§ **Collected data**
....

PR #493, opened 2016-10-15
RPS game time

crispinandrews:


app.rb
```diff
@@ -0,0 +1,41 @@
...
+  end
+
+  get '/play' do
+    erb(:play)
+  end
+
+#too much logic for controller??
+post '/choice' do
+  @game.player_1.player_choice(params[:choice])
+  @game.player_2.player_choice(@game.auto_turn)
```
silvabox: Yes, too much logic in the controller.  If player_2 was a different object (e.g. a Computer instead of a Player) it could handle its own random selection

lib/game.rb
```diff
@@ -0,0 +1,45 @@
...
+  end
+
+  def auto_turn
+    ['Rock', 'Paper', 'Scissors'].sample
+  end
+
+#For sure find a better way of doing this!
+  def result
+    if player_1.choice == 'Rock' && player_2.choice == 'Scissors'
+      return "#{player_1.name} wins!"
```
silvabox: avoid returning presentation strings in the model.  Return something machine readable then convert this in the view layer.

lib/player.rb
```diff
@@ -0,0 +1,15 @@
...
+
+class Player
+
+  attr_reader :name, :choice
+
+  def initialize(name)
+    @name = name
+  end
+
+  def player_choice(choice)
```
silvabox: This method name is confusing, it means you have `player.choice` and `player.player_choice`.  If it's a command, it should be verbular, i.e.  `choose`.

PR #494, opened 2016-10-15
RPS Weekend Challenge

andygjenkins:


app.rb
```diff
@@ -0,0 +1,39 @@
...
+
+  post '/name' do
+    player = Player.new(params[:player_name])
+    @game = Game.new_game(player)
+    redirect '/play'
+  end
+
+  post '/move' do
+    @game.player.move(params[:move])
+    @game.computer_move
```
silvabox: although it's only one line of code, I would argue this logic does not belong in the controller.   The game should be responsible for knowing if and when a computer move is required.

PR #497, opened 2016-10-15
A place to practice you RPS skills

amaalali:
Web app kickback and play some RPS and blow off some steam or hone your awesome RPS skills for competition.

Ready? Rock .. Paper .. Scissors .. GO!


lib/game.rb
```diff
@@ -0,0 +1,42 @@
...
+
+  def player_1_weapon
+    @player_1.weapon
+  end
+
+  def result(p2)
+    if player_1_weapon == p2.weapon
+      'Draw'
+    elsif player_1_weapon == 'Rock' && p2.weapon == 'Scissors'
+      "Rock beats Scissors. <b>#{player_1_name} wins!</b>"
```
silvabox: Don't return presentation strings from your models.  Return an object or code and translate this in the view layer.

lib/player.rb
```diff
@@ -0,0 +1,21 @@
...
+  def self.instance
+    @player
+  end
+
+  def initialize(player_name)
+    @name = player_name
+    @weapon = nil
+  end
+
+  def weapon_choice(weapon)
```
silvabox: This is a command not a query, so it should be verbular - i.e. `choose`.

app.rb
```diff
@@ -0,0 +1,47 @@
...
+    @player_1 = Player.create(params[:player_1_name])
+    @game = Game.create_single(@player_1)
+    redirect '/main-game'
+  end
+
+  get '/main-game' do
+    erb(:main_game)
+  end
+
+  post '/referee' do
```
silvabox: name your routes more in line with the domain and the messages you are sending.  'Referee' does not exist in the domain language and the message you are sending is the user's selection.  I would be inclined to define this as `post '/play'`

PR #501, opened 2016-10-16
Malinna's Marketeer Stress Relief Programme

MalinnaLeach:


app.rb
```diff
@@ -0,0 +1,37 @@
+require 'sinatra/base'
+require_relative './lib/game'
+
+class RPS < Sinatra::Base
+
+  get '/' do
+    erb :register
+  end
+
+  post '/names' do
```
maryrosecook: Maybe change this URL to reflect the fact that only one player name is set?

app.rb
```diff
@@ -0,0 +1,37 @@
...
+  before do
+    @game = Game.instance
+  end
+
+  get '/play' do
+    erb :play
+  end
+
+  post '/choice' do
+    @game.player1.set_choice(params[:choice].to_sym)
```
maryrosecook: This feels a bit reachy-inny.  Have a read about the law of Demeter.  Could this be delegated to game?

app.rb
```diff
@@ -0,0 +1,37 @@
...
+    @game.computer.random_choice
+    @game.set_choices
```
maryrosecook: It feels like one method could be called that tells the game to calculate the result, and that method could hide calling all these methods internally.

app.rb
```diff
@@ -0,0 +1,37 @@
...
+    @game.decide_winner
+    redirect to '/result'
+  end
+
+  get '/result' do
+    erb @game.result
```
maryrosecook: Love this!

lib/computer.rb
```diff
@@ -0,0 +1,13 @@
+class Computer
+
+  attr_reader :choice
+
+  def initialize
+    @choice = nil
```
maryrosecook: Could the choice be decided on initialisation, to avoid the possibility of a Computer instance being in an invalid state?

lib/game.rb
```diff
@@ -0,0 +1,49 @@
...
+  CHOICES = [:rock, :paper, :scissors]
+
+  attr_reader :player1, :computer, :result, :p_choice, :c_choice
+
+  def initialize
+    @player1 = nil
+    @computer = nil
+    @result = nil
+    @rules = {rock: :scissors, paper: :rock, scissors: :paper}
+    @p_choice = nil
```
maryrosecook: Could `p_choice`, `c_choice` and `result` all be methods so that they are computed on the fly? This would cut down on the number of instance variables, which would make the class easier to understand.

PR #502, opened 2016-10-16
RPS Challenge Pull Request

B-raw:


app.rb
```diff
@@ -0,0 +1,40 @@
...
+  before do
+    @game = Game.instance
+  end
+
+  get '/play' do
+    erb(:play)
+  end
+
+  post '/result' do
+    @game = Game.instance
```
silvabox: isn't this already handled by the `before` block?

lib/computer.rb
```diff
@@ -0,0 +1,15 @@
...
+
+  attr_reader :name, :weapon
+
+  def initialize
+    @choices = [:rock, :paper, :scissors]
+    @name = "Computer"
+    @weapon = set_weapon
+  end
+
+  def set_weapon
```
silvabox: this should be private

lib/game.rb
```diff
@@ -0,0 +1,56 @@
...
+
+  def game_draw
+    @player_1.weapon == @player_2.weapon
+  end
+
+  def player_1_beats_player_2?
+    winning_moves[@player_1.weapon] == @player_2.weapon
+  end
+
+  def winning_moves
```
silvabox: This should be a constant.  Every call to `winning_moves` creates a new hash, which is unnecessary.

lib/game.rb
```diff
@@ -0,0 +1,56 @@
...
+
+  def self.instance
+    @game
+  end
+
+  def decide_winner
+    if game_draw
+      @winner = nil
+    elsif player_1_beats_player_2?
+      player_1_wins
```
silvabox: this is unnecessarily circuitous - just assign `@winner = @player_1` here.

lib/game.rb
```diff
@@ -0,0 +1,56 @@
+require_relative 'computer'
+
+class Game
+
+  attr_reader :player_1, :player_2, :player_2_choice, :winner
```
silvabox: what is `player_2_choice` for?

lib/player.rb
```diff
@@ -0,0 +1,17 @@
+class Player
+
+  attr_reader :name, :weapon
+
+  def initialize(name)
+    @name = name
+  end
+
+  def set_weapon=(weapon)
```
silvabox: you are confusing setters and writers here.  In Ruby, we generally avoid methods like `set_weapon` in favour of methods called `weapon=`; here you've combined the two!

lib/player.rb
```diff
@@ -0,0 +1,17 @@
...
+    @weapon = weapon
+  end
+
+  def computer?
```
silvabox: Player should have no notion of what a computer is.

lib/computer.rb
```diff
@@ -0,0 +1,15 @@
+class Computer
+
+  attr_reader :name, :weapon
+
+  def initialize
+    @choices = [:rock, :paper, :scissors]
```
silvabox: this should be a constant to avoid recreating the array for every new instance.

....

Within the entries above, some lines may contain "params". Report how many, and nothing else.

§ **Your solution**
5